As an attempt to keep a close relationship to all those of you who have enjoyed our products throughout 2021, celebrate the holidays and our 1st year anniversary, we put together a small event where we invite you all to share your music with us. By doing so, you will receive a limited-edition library made exclusively for this! Are you ready?

The Event​What have you been doing with Audio Brewers libraries? We want to hear your art, listen to your music, whether it’s a snippet of audio or a full composition! By doing so, you will receive our https://www.audiobrewers.com/shop/p/2021-collection (limited-edition library “The 2021 Collection”)

We're so excited to hear what you're up to! And if you decide to share your piece through VI-Control, you can use this thread!

And remember, never stop making music!

To learn more about the library, follow this link:
https://www.audiobrewers.com/shop/p/2021-collection
To learn more about the event, follow this link:


https://www.audiobrewers.com/blog/2021-brewing-audio


----------



## CGR (Nov 29, 2021)

OK @AudioBrewers . . . I'll kick proceedings off here, featuring 'The Upright' Core edition with some built-in delay, and 'Pianoforte' Stereo edition with some built-in FX, in a mix with some VI guitars, bass & drums:


----------



## AudioBrewers (Nov 30, 2021)

CGR said:


> OK @AudioBrewers . . . I'll kick proceedings off here, featuring 'The Upright' Core edition with some built-in delay, and 'Pianoforte' Stereo edition with some built-in FX, in a mix with some VI guitars, bass & drums:



Fantastic composition! Thank you so much!


----------



## CGR (Nov 30, 2021)

AudioBrewers said:


> Fantastic composition! Thank you so much!


Thanks, although it's more of a sketch  – something I wrote specifically for The Art of Brewing Audio event. I have worked with 'The Upright' and 'Pianoforte' separately in a number of tracks, but this was the first time I have used both of them in the same track. They compliment each other well I think.
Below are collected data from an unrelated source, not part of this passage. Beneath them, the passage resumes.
PR #6295, opened 2018-10-16
extension: split browserifying and extension bundling into separate scripts

brendankenny:
This sets the stage for splitting up the extension from the `devtools-entry.js` and `lightrider-entry.js` files. The only thing they have in common is the browserifying of an entry-point script, so it makes sense to pull that out into its own file.

Also removes all the gulp stuff, because all our gulp tasks were either copying files from one location to another (gulp not needed), or tapping into the stream and modifying the files individually (negating the whole point of gulp :). With the `build-extension.js` script now 95% just putting together the extension assets, this is easy to do.

The output of the various bundles and their location doesn't change with this PR. I'll file an issue with ideas for reorganizing so we can all bikeshed :)


lighthouse-extension/build-extension.js
```diff
@@ -0,0 +1,114 @@
...
+ * @return {Promise<void>}
+ */
+async function copyAssets() {
+  await cpy('app/*.html', distDir);
+  await cpy('app/styles/**/*.css', `${distDir}/styles`);
+  await cpy('app/images/**/*', `${distDir}/images`);
+  await cpy('app/manifest.json', distDir);
+
+  // locales (currently non-functional)
+  await cpy('_locales/**', `../${distDir}`, {
```
brendankenny: if we add our locales to the extension, it might still make sense to use these files to do things like localize the webstore descriptions and extension name and stuff, so I left them in

lighthouse-extension/bundle-builder.js
```diff
@@ -0,0 +1,147 @@
...
+
+/**
+ * @fileoverview Script to bundle lighthouse entry points so that they can be run
+ * in the browser (as long as they have access to a debugger protocol Connection).
+ */
+
+const fs = require('fs');
+const path = require('path');
+
+const LighthouseRunner = require('../lighthouse-core/runner');
```
brendankenny: this is all almost exactly the same as it was in the gulpfile, just unindented a few times. One good piece of news: our `astw` hack is no longer necessary because `insert-module-globals` moved off off `lexical-scope` in https://github.com/browserify/insert-module-globals/pull/76 :)

lighthouse-extension/package.json
```diff
@@ -5,31 +5,11 @@
...
-  },
-  "resolutions": {
-    "browserify/insert-module-globals/lexical-scope/astw": "2.2.0",
-    "**/astw/acorn": "5.5.3"
+    "build": "node ./build-extension.js",
+    "test": "mocha test/**/*-test.js",
+    "clean": "rimraf dist",
+    "package": "node ./build-extension.js package"
   },
+  "devDependencies": {},
```
brendankenny: they were all devDeps (so no npm package penalty), we no longer support an environment requiring only one version of any npm module, there were even fewer deps now, and I got a few typescript conflicts between here and the parent directory, so it made sense to move them all up to the root directory

brendankenny:
(vast majority of the line count is `yarn.lock` changes)

lighthouse-extension/build-extension.js
```diff
@@ -0,0 +1,114 @@
...
+
+  await makeDir(`${distDir}/scripts`);
+  fs.writeFileSync(`${distDir}/scripts/popup.js`, popupSrc);
+}
+
+/**
+ * @return {Promise<void>}
+ */
+async function copyAssets() {
+  await cpy('app/*.html', distDir);
```
wardpeet: Promise.all might be faster for all these tasks?

lighthouse-extension/bundle-builder.js
brendankenny: oh, and no objection to future moving to a different bundler or whatever. Left exactly the same to stay out of that question for now :)

It should be even easier since bundling is isolated from the specifics of extension building.

lighthouse-extension/bundle-builder.js
```diff
@@ -0,0 +1,147 @@
...
+
+    bundleStream.pipe(writeStream);
+  });
+}
+
+/**
+ * Minimally minify a javascript file, in place.
+ * @param {string} filePath
+ */
+function minifyScript(filePath) {
```
wardpeet: should we call this minify? 😛

wardpeet:
should we call it `lighthouse-extension/build-extension.js ?` it would seem to me that we just want to build the extension

lighthouse-extension/build-extension.js
brendankenny: it doesn't appear to make much of a difference (around 50ms either way on my machine). I imagine things are disk-bound at that point, since it's browserifying (which touches a whoooole lot of files) at the same time

wardpeet: yeah indeed

brendankenny: buuut, no reason not to do the globbing and copying all in one call (and in theory, cpy will handle load balancing the streams). Fixed

package.json
```diff
@@ -85,15 +91,21 @@
...
+    "babel-plugin-syntax-object-rest-spread": "^6.13.0",
+    "brfs": "^1.6.1",
+    "browserify": "^16.2.3",
     "bundlesize": "^0.14.4",
     "chalk": "^2.4.1",
     "codecov": "^2.2.0",
     "commitizen": "^2.9.6",
     "conventional-changelog-cli": "^1.3.4",
     "coveralls": "^2.11.9",
+    "cpy": "^7.0.1",
```
patrickhulce: not a big deal, but I generally preferred to use https://github.com/shelljs/shelljs instead of bringing in all the individual commands (cpy,del,make-dir,etc) with different APIs to remember

brendankenny:
> should we call it lighthouse-extension/build-extension.js ? it would seem to me that we just want to build the extension

I get this question now :)

I can rename it if you feel strongly, but we'll probably just switch it back when #6299 is fixed and the file only builds the extension. It seems somewhat ok for now because the status quo *is* that "building the extension" (e.g. `yarn build-extension`) builds all of them...

wardpeet:
I don't have strong feelings so feel free to keep it for now

package.json
brendankenny: yeah, I think we should consider that for the future. `del` and `make-dir` bring in a crazy number of deps :) Some of the simpler bash scripts could switch over as well so they work cross platform.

Looking forward to future developments from Audio Brewers. I greatly admire your approach and pursuit of highly expressive instruments and pushing the boundaries of immersive audio.


----------



## AudioBrewers (Dec 1, 2021)

CGR said:


> Thanks, although it's more of a sketch  – something I wrote specifically for The Art of Brewing Audio event. I have worked with 'The Upright' and 'Pianoforte' separately in a number of tracks, but this was the first time I have used both of them in the same track. They compliment each other well I think.
> 
> Looking forward to future developments from Audio Brewers. I greatly admire your approach and pursuit of highly expressive instruments and pushing the boundaries of immersive audio.
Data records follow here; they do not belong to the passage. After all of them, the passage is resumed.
PR #6297, opened 2018-10-16
misc(logging): add hanging request logging in driver

patrickhulce:
**Summary**
Adds `--verbose` logging of the URLs or DCL event that we're currently waiting on.

**Related Issues/PRs**
#6272


lighthouse-core/gather/driver.js
```diff
@@ -484,6 +485,28 @@ class Driver {
     const networkStatusMonitor = this._networkStatusMonitor;
 
     const promise = new Promise((resolve, reject) => {
+      const logStatus = () => {
```
paulirish: can you add a comment to explain what this is for?
the name doesnt totally help, but i agree the name should remain this short. :)

patrickhulce: done :)

lighthouse-core/gather/driver.js
```diff
@@ -499,19 +500,45 @@ class Driver {
...
+          log.verbose('Driver', 'Waiting on DomContentLoaded');
+          return;
+        }
+
+        const inflightRecords = networkStatusMonitor.getInflightRecords();
+        // If there are more than 20 inflight requests, load is still in full swing.
+        // Wait until it calms down a bit to be a little less spammy.
+        if (inflightRecords.length < 20) {
+          for (const record of inflightRecords) {
+            log.verbose('Driver', `Waiting on ${record.url.slice(0, 120)} to finish`);
```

Thank you! You can be sure 2022 will be full of surprises


----------



## stixman (Dec 1, 2021)

I would have liked to have submitted a demo but I have one of your libraries so I cannot.


----------



## MusicalG (Dec 2, 2021)

@AudioBrewers here is my piece this uses my favourite piano library ever, and I have a lot of them
Pianoforte and also Signals Blue for the pad sound.
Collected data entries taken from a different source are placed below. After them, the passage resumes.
Issue #6296, opened 2018-10-16
Add timeout to all protocol commands


Hoten:
Some commands already do this (see `getRequestContent` and `_evaluateInContext` in the driver). We could benefit from implementing a timeout for all commands.

where: `sendCommand` in `lighthouse-core/gather/connections/connection.js`

Would prevent issues like #6287

Hoten:
for later
```
// Protocol timeout failures
  PROTOCOL_TIMEOUT: {
    code: 'PROTOCOL_TIMEOUT',
    message: strings.protocolTimeout,
  },
-----
  protocolTimeout: `Waiting for DevTools protocol response has exceeded the allotted time.`,
```

PR #6300, opened 2018-10-17
core: bail if encounter insecure ssl cert, to avoid hanging forever

### LINKED ISSUE #6287: Certificate error hangs Lighthouse
repro:

```
lighthouse https://ilkayuyarkaba.av.tr/tag/istifaya-zorlanan-iscinin-kidem-tazminati
```

The site fails to load and shows the NET::ERR_CERT_SYMANTEC_LEGACY error, but Lighthouse doesn't recognize this. After the 45s timeout it just hangs permanently on "Retrieving devtoolsLog and network records".

We should detect the certificate failure early and fail with a new pageLoadError state. Maybe something like `CERT_ERR_DOCUMENT _REQUEST` ?

I _think_ there's something on the protocol which represents this situation.. Something in the `Security` domain? Will require some investigation.   https://badssl.com/ might be useful though they dont have a symantec cert situation. Just other ones.

-----

Issue broken out from #6272

Hoten:
After encountering an SSL error, some commands to the Network/Page domains either took awhile to timeout, or hung forever (only seemed to happen for `ERR_CERT_SYMANTEC_LEGACY`). You can see this at https://ilkayuyarkaba.av.tr/tag/istifaya-zorlanan-iscinin-kidem-tazminati (use canary).

If one of the passes generates an SSL error, just bail. A report is generated with a useful error message at the top.

Fixes #6287.

### DIFF
--- a/lighthouse-core/gather/driver.js
+++ b/lighthouse-core/gather/driver.js
@@ -850,6 +850,24 @@ class Driver {
   }
 
   /**
+   * @param {number} [timeout]
+   * @return {Promise<LH.Crdp.Security.SecurityStateChangedEvent>}
+   */
+  getSecurityState(timeout = 1000) {
+    return new Promise((resolve, reject) => {
+      const err = new LHError(LHError.errors.SECURITY_STATE_TIMEOUT);
+      const asyncTimeout = setTimeout((_ => reject(err)), timeout);
+
+      this.sendCommand('Security.enable');
+      this.once('Security.securityStateChanged', (e) => {
+        clearTimeout(asyncTimeout);
+        resolve(e);
+        this.sendCommand('Security.disable').catch(reject);
+      });
+    });
+  }
+
+  /**
    * @param {string} name The name of API whose permission you wish to query
    * @return {Promise<string>} The state of permissions, resolved in a promise.
    *    See https://developer.mozilla.org/en-US/docs/Web/API/Permissions/query.
--- a/lighthouse-core/gather/driver.js
+++ b/lighthouse-core/gather/driver.js
@@ -859,10 +859,10 @@ class Driver {
       const asyncTimeout = setTimeout((_ => reject(err)), timeout);
 
       this.sendCommand('Security.enable');
-      this.once('Security.securityStateChanged', (e) => {
+      this.once('Security.securityStateChanged', state => {
         clearTimeout(asyncTimeout);
-        resolve(e);
-        this.sendCommand('Security.disable').catch(reject);
+        resolve(state);
+        this.sendCommand('Security.disable');
       });
     });
   }
--- a/lighthouse-core/gather/driver.js
+++ b/lighthouse-core/gather/driver.js
@@ -849,22 +849,19 @@ class Driver {
     });
   }
 
-  /**
-   * @param {number} [timeout]
-   * @return {Promise<LH.Crdp.Security.SecurityStateChangedEvent>}
-   */
-  getSecurityState(timeout = 1000) {
-    return new Promise((resolve, reject) => {
-      const err = new LHError(LHError.errors.SECURITY_STATE_TIMEOUT);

I am very glad to have discovered your company, Pianoforte is my goto piano for everything that I do now.

Looking forward to receiving the limited edition library 

#audiobrewers
#theartofbrewingaudio


----------



## AudioBrewers (Dec 2, 2021)

stixman said:


> I would have liked to have submitted a demo but I have one of your libraries so I cannot.


That's okay! We're constantly looking for cool ways to interact with people, keep checking for new events! 2022 will be a great year, and if you ever decide to join this event, remember there's still 2 months left to join!



MusicalG said:


> @AudioBrewers here is my piece this uses my favourite piano library ever, and I have a lot of them
> Pianoforte and also Signals Blue for the pad sound.
> 
> I am very glad to have discovered your company, Pianoforte is my goto piano for everything that I do now.
> ...


Yay, thank you so much!!!! Beautiful piece!


----------